Ah ha! A very specific point! "I'm taking her at her word"--that phrase is KEY. Do you know how to tell if someone is trustworthy (aka "worthy of trust")? Their words and their actions MATCH. When they say they are going to do something, they bend over backwards to be sure to get it done. Come hell or high water, they will do what they said they'd do. In fact, often a person worthy of trust doesn't "say" anything at all--they let their actions do the talking!

So if you looked at her actions, what do her actions say? Thinking back on EB when we were dating, he was honest with me, even at times when it could have been difficult. His actions were consistent: he acted like he cared and was interested. He acted like I was significant to him. Now we all have jobs, etc. and no one can "talk" all the time or any time, but I could tell he looked for time when he'd be free, and when he had free time, he contacted me! He listened. He was thoughtful OF ME (not just himself). He expressed his thoughts and feelings...and expectations and preferences. He didn't expect more of me than he expected of himself. See how those actions say "You are significant"? What do her actions say?

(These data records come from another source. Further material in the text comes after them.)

PR #3117, opened 2026-08-09
Extract configs speedup

kilograham:
these are painfully slow on my machine because of lots of build directories


lurch:
I wonder if parsing `.gitignore` and ignoring the patterns specified in that, would be a better solution than explicitly looking for `CMakeCache.txt` ?
EDIT: A quick search finds https://github.com/mherrmann/gitignore_parser

kilograham:
feel free, otherwise this gets the job done (edit: takes it from 76s to <1s for me locally)

PR #1865, opened 2024-08-23
Use lib instead of CMAKE_INSTALL_LIBDIR for pioasm install

will-v-pi:
The CMake GNUInstallDirs module prior to CMake version 3.23.1 used an architecture-specific CMAKE_INSTALL_LIBDIR on debian, which is not searched by `find_package` calls from the SDK

Fix this in the same way as picotool https://github.com/raspberrypi/picotool/issues/117 by hard-coding the lib directory

PR #3120, opened 2026-08-10
Install pioasm cmake files to CMAKE_INSTALL_LIBDIR

### LINKED ISSUE #3119: pioasm cmake configs are unconditionally installed into prefix/lib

> A lot of this is pointless to add but it helps to read back sometimes. I don't think she is not capable of meeting what I need in a relationship. I seem to be doing all the compromising and heavy lifting and support or her needs.

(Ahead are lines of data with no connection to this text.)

PR #3127, opened 2026-08-13
Combined sleep fixes

kilograham:
Against usual tradition, this is worth landing as individual commits, however keeping here for review.

@Wren6991 please pile any (we expect comment only) changes in a new PR on top


src/common/pico_base_headers/include/pico/config.h
```diff
@@ -18,6 +18,11 @@
 
 #include "pico/config_autogen.h"
 
+// PICO_CONFIG: PICO_PLATFORM_STRING, Name of platform as a string; defaulted to "unknown" if the build does not set it, group=pico_base
```
lurch, line 21: The code in `tools/extract_configs.py` will assume that any `PICO_CONFIG:` without an explicit `type=`, is of type `int`. I guess I ought to add support for `type=string` ?

Hmm, looks like `PICO_CONFIG: PICO_CONFIG_RTOS_ADAPTER_HEADER` below should also be `type=string` :slightly_smiling_face:

test/pico_float_test/double_benchmark.c
```diff
@@ -1229,16 +1229,7 @@ int main() {
 #else
     printf("abi               soft(fp)\n");
 #endif
-#if PICO_RP2040
-    printf("platform          rp2040\n");
-#elif PICO_RP2350
-    printf("platform          rp2350\n");
-#endif
-#if PICO_RISCV
-    printf("arch              risc-v\n");
```
lurch, line 1238: Is it worth adding a `PICO_ARCH_STRING`, or is that not needed? (because it can be inferred from `PICO_PLATFORM_STRING`?)

Wren6991: No, we don't really want people decoding strings at runtime to infer booleans.

Wren6991: `PICO_PLATFORM_STRING` looks to me to be a human-readable convenience and we shouldn't make it (ugh) load-bearing

lurch: Yeah, I _think_ I kind of meant "inferred by the human reading the logfile output", rather than "inferred by code at runtime". Maybe.
In case it clarifies things, I was referring specifically to this part of the diff:
```patch
-#if PICO_RP2040
-    printf("platform          rp2040\n");
-#elif PICO_RP2350
-    printf("platform          rp2350\n");
-#endif
-#if PICO_RISCV
-    printf("arch              risc-v\n");
-#else
-    printf("arch              arm\n");
-#endif
+    printf("platform          " PICO_PLATFORM_STRING "\n");
```

I was wondering if somebody might want the ability to do e.g,
```c
-    printf("arch              " PICO_ARCH_STRING "\n");
```

kilograham: yeah tbc - this is PICO_PLATFORM as a string... note i thought there were already some string PICO_CONFIGS?

src/common/pico_base_headers/include/pico/config.h
Wren6991: > Hmm, looks like PICO_CONFIG: PICO_CONFIG_RTOS_ADAPTER_HEADER below should also be type=string 🙂

That one looks to me like it's a bare macro that gets expanded and stringified by the preprocessor, not a C string. So:

```
-DPICO_CONFIG_RTOS_ADAPTER_HEADER=foo.h
```

yields:

```c
#include "foo.h"
```

This isn't the same thing as a C string literal. Maybe we shouldn't infer `int` for configs with unspecified types.

lurch: > Maybe we shouldn't infer `int` for configs with unspecified types.

I'd be more than happy to modify my config-extraction scripts to insist that a `type=` is **always** present, but note that `git grep "PICO_CONFIG:" | grep -v "type=" | wc -l` reports that there are currently 88 such instances.

> This isn't the same thing as a C string literal.

Okay, so could you suggest a suitable `type=` to be used in this instance?

src/common/pico_sync/include/pico/lock_core.h
```diff
@@ -210,15 +236,90 @@ extern volatile uint8_t lock_internal_notify_count;
...
 })
 #else
+// see the comment on lock_internal_spin_unlock_with_wait above for why the event left by the
+// spin_unlock must be drained before the notify count is tested
 #define lock_internal_spin_unlock_with_best_effort_wait_or_timeout(lock, save, until) ({ \
     uint8_t _notify_count = lock_internal_notify_count;                                  \
     spin_unlock((lock)->spin_lock, save);                                                \
-    if (_notify_count == lock_internal_notify_count) __wfe();                            \
-    best_effort_wfe_or_timeout(until);                                                   \
+    /* consume the event caused by the spin_unlock; cannot block */                      \
```
Wren6991: "cannot block": is this true? IRQs are enabled inside of the `spin_unlock`.  An interrupt could be immediately taken, and consume the event before the WFE executes. Should this instead be:

```
spin_unlock_unsafe((lock)->spin_lock);
__wfe(); /* consume self-generated event without interruption */
restore_interrupts_from_disabled(save);
```

It's probably safe on Armv8-M because it sets the event register on return from any non-fault exception, but on Hazard3 it's only set by `__h3_unblock()` (including from the same core due to external loopback).

src/common/pico_base_headers/include/pico/config.h
Wren6991: My point is there is not always a suitable type, and plastering `int` on things with unspecified types doesn't help.

src/common/pico_sync/include/pico/lock_core.h
Wren6991: Existing from last set of fixes, but this comment is a bit misleading: `spin_unlock` sends an event to the current core only. The `__sev();` below is to the other core.

Wren6991, line 208: This read-modify-write updates global state, potentially under *different* locks. I think this is safe for a 2-core system, because the race only happens when both cores concurrently issue `lock_internal_spin_unlock_with_notify()` on different locks; since IRQs are disabled while holding a lock, this can't be concurrent with `lock_internal_spin_unlock_with_wait()`. However it becomes unsound with >2 cores. It's ok for an RP2350-specific workaround but just wanted to flag this.

src/common/pico_time/time.c
```diff
@@ -13,6 +13,29 @@
...
+// primitive (sleep_notifier) vs just doing a __wfe().
+//
+// It exists for RTOS integration and for nothing else. Where the lock_internal_* primitives
+// are overridden, waiting on the notifier lets the RTOS block the *task*, so other tasks keep
+// running for the duration of a sleep; a bare __wfe() would leave the sleeping task ready but
+// parked, starving every lower-priority task until it woke.
+//
+// On bare metal it buys nothing and should not be turned on. The callback's __sev() already
+// sets a per-core, sticky event latch, which reaches a waiter that has not yet reached its
+// __wfe() and cannot be consumed by anyone else - which is precisely the property the notifier
```
Wren6991: > The callback's __sev() already  sets a per-core, sticky event latch, which reaches a waiter that has not yet reached its  __wfe() and cannot be consumed by anyone else

Already pointed this out in another comment, but Claude was wrong here: it can be consumed by an IRQ on RISC-V. (I'm going to strip out all the slop comments, but pointing out the issue before I do.)

src/common/pico_base_headers/include/pico/config.h
Wren6991: `filename` or `path` would work here but it's not really general.

src/common/pico_sync/include/pico/lock_core.h
Wren6991: Fixed by [971351f](https://github.com/raspberrypi/pico-sdk/pull/3127/commits/971351f198838ad0f89ca6e5402d240015bf3c6d), which just swaps the `__wfe()` with the preceding `csrs mstatus`/`msr PRIMASK`.

To hit this in practice you'd have to have a `h3.block` inside an IRQ handler (or in a switched-to context), which would be odd, but anyway I'm pretty sure it was a bug.

src/common/pico_time/time.c
```diff
@@ -170,23 +199,23 @@ static void alarm_pool_irq_handler(void) {
...
                     if (earliest_entry->callback == repeating_timer_marker) {
+                        // special case repeating timer without making another function call which adds overhead
                         repeating_timer_t *rpt = (repeating_timer_t *)earliest_entry->user_data;
                         delta = rpt->callback(rpt) ? rpt->delay_us : 0;
                     } else {
                         alarm_id_t id = make_alarm_id(pool->ordered_head, earliest_entry->sequence);
                         delta = earliest_entry->callback(id, earliest_entry->user_data);
                     }
                 } else {
-                    // negative target means cancel alarm
```
Wren6991, line 189: Potentially a regression here: The negative target forced us to continue looping, but that is no longer the case. If multiple alarms are deleted, and there are other entries with target times earlier than the deleted alarms' target times, then the non-deleted alarms can get stranded.

Potential fix is to force the loop to continue while there are deleted entries at the head:

```patch
diff --git a/src/common/pico_time/time.c b/src/common/pico_time/time.c
index 37037e45..14bd26ce 100644
--- a/src/common/pico_time/time.c
+++ b/src/common/pico_time/time.c
@@ -333,7 +333,8 @@ static void alarm_pool_irq_handler(void) {
             }
         }
         // check we haven't now passed the target time; if not we don't want to loop again
-    } while ((earliest_target - (int64_t)ta_time_us_64(timer)) <= 0);
+    } while ((earliest_target - (int64_t)ta_time_us_64(timer)) <= 0 ||
+        (pool->ordered_head >= 0 && pool->entries[pool->ordered_head].callback == deleted_timer_marker));
     // We always want the timer IRQ to wake a WFE so that best_effort_wfe_or_timeout() will wake up. It will wake
     // a WFE on its own core by nature of having taken an IRQ, but we do an explicit SEV so it wakes the other core
     __sev();
```

Wren6991: Resolved by f2fc82b, which pushes the deleted entries straight to the free list instead of doing the weird shuffle-to-front.

test/sync_interop_test/interop_platform.c
```diff
@@ -0,0 +1,1035 @@
...
+ * Faithful copies of mutex_enter_blocking() and mutex_enter_block_until() from
+ * src/common/pico_sync/mutex.c, with the wait iterations counted.
+ *
+ * Counting is the only reliable way to tell sleeping from spinning here. On Armv8-M
+ * DWT_CYCCNT keeps counting straight through WFE - that is exactly what DWT_SLEEPCNT is
+ * for, and the RP2350 M33 does not implement it - so a cycle-based occupancy figure cannot
+ * distinguish the two. A wait that really blocks takes 1-5 iterations; a busy-poll runs to
+ * thousands.
+ *
+ * NOTE: keep these in step with mutex.c, as pico_sync_test.c already has to.
```
Wren6991, line 38: This test uses a copy/pasted version of the `mutex` primitive. It doesn't cover the version in the SDK that people actually use. The comment here in the test will be missed by anyone who changes the SDK implementation. The implementation has a comment pointing to `pico_sync_test`, a different test which *also* now has a copy/pasted `mutex`.

Maybe this instrumentation should be added to the SDK implementation (either guarded by or injected through macros) rather than hoping things will stay in sync.

test/hardware_sync_spin_lock_test/hardware_sync_spin_lock_test.c
```diff
@@ -190,6 +190,109 @@ static const test_t tests[] = {
...
 };
 
+// ---------------------------------------------------------------------------
+// PICO_SPIN_LOCK_UNLOCK_CAUSES_SEV probe
+//
+// The RP2350 lock_core wait/notify primitives (see PICO_SYNC_RP2350_SPIN_LOCK_WORKAROUND in
+// pico/lock_core.h) are built on taking and releasing a software spin lock setting the calling
+// core's own event flag, so that a following __wfe() returns immediately and a second one is
+// needed to actually wait. PICO_SPIN_LOCK_UNLOCK_CAUSES_SEV asserts that at compile time, and
+// nothing checks it against the hardware. Worth checking, because the Arm and RISC-V software
```
Wren6991: I think this should be deleted. It's "testing" a fact about the hardware that we simply know to be true. The fact Claude wanted to confirm it while debugging does not make it a meaningful test we should carry forward in the SDK. Also this part:

> different instructions -- ldaexb/strexb, which takes a reservation, against amoor.w.aq, which does not

...is simply false, and we shouldn't leave something misleading like that lying around.

test/pico_time_test/pico_time_test.c
```diff
@@ -266,9 +267,97 @@ int main() {
...
+    batch_cancel_test();
+
     PICOTEST_END_TEST();
 }
 
+// Cancelling several alarms before the pool's handler gets a chance to run. Both bugs this
+// covers need the head of the ordered list cancelled along with at least one entry behind it,
+// which is why they are cancelled as a batch:
+//
+//  - the scan left prev pointing at ordered_head while the head itself was cancelled, so moving
```
Wren6991: "the scan" here refers to the two-pass deletion code that was removed in the same batch of commits, so I don't think this is useful context to anyone reading this file in the future.

src/common/pico_sync/include/pico/lock_core.h
Wren6991: resolved by 0d6fcd2

test/hardware_sync_spin_lock_test/hardware_sync_spin_lock_test.c
Wren6991: Probably just revert or rebase out the commit that added this: 27aa1bd96

Claude's commit message for that commit is also false. AMOs *do* take reservations.

Wren6991 (commented):
I think the functional changes as of f2fc82b are all correct, and fix some severe bugs.

The copy/pasted mutex implementations in the new sync tests should ideally be linked to the actual SDK implementations, and I think it's worth cleaning up the things I flagged in the tests that will confuse us when we read them later.

Other than that LGTM.

test/hardware_sync_spin_lock_test/hardware_sync_spin_lock_test.c
kilograham: i think i'm gonna keep it because it is verifying a fact about the SDK define being set correctly, but i will fix the other issues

I would say if she promises one thing and does another...that's a serious red flag. I would say if she can not communicate that her plans which involved you have changed...that's another serious red flag. I would say if you can not have an adult conversation and make a reasonable request for more communication...that's a HUGE red flag. I would say if she is gaslighting you and DARVO-ing you...that is a red flag the size of a football field.


----------



## Cooper (Apr 18, 2008)

I am wondering if getting a dog was a way of controlling your freedom. She's not with you very much, having a puppy at home can be a lot of work. Now your free time is accounted for, she doesn't have to wonder what you are up to or feel like she needs to spend more time with you......you got to get right home after work for the puppy, got to walk the puppy, got to clean up after the puppy, got take the puppy to the vet, bathe the puppy, etc. 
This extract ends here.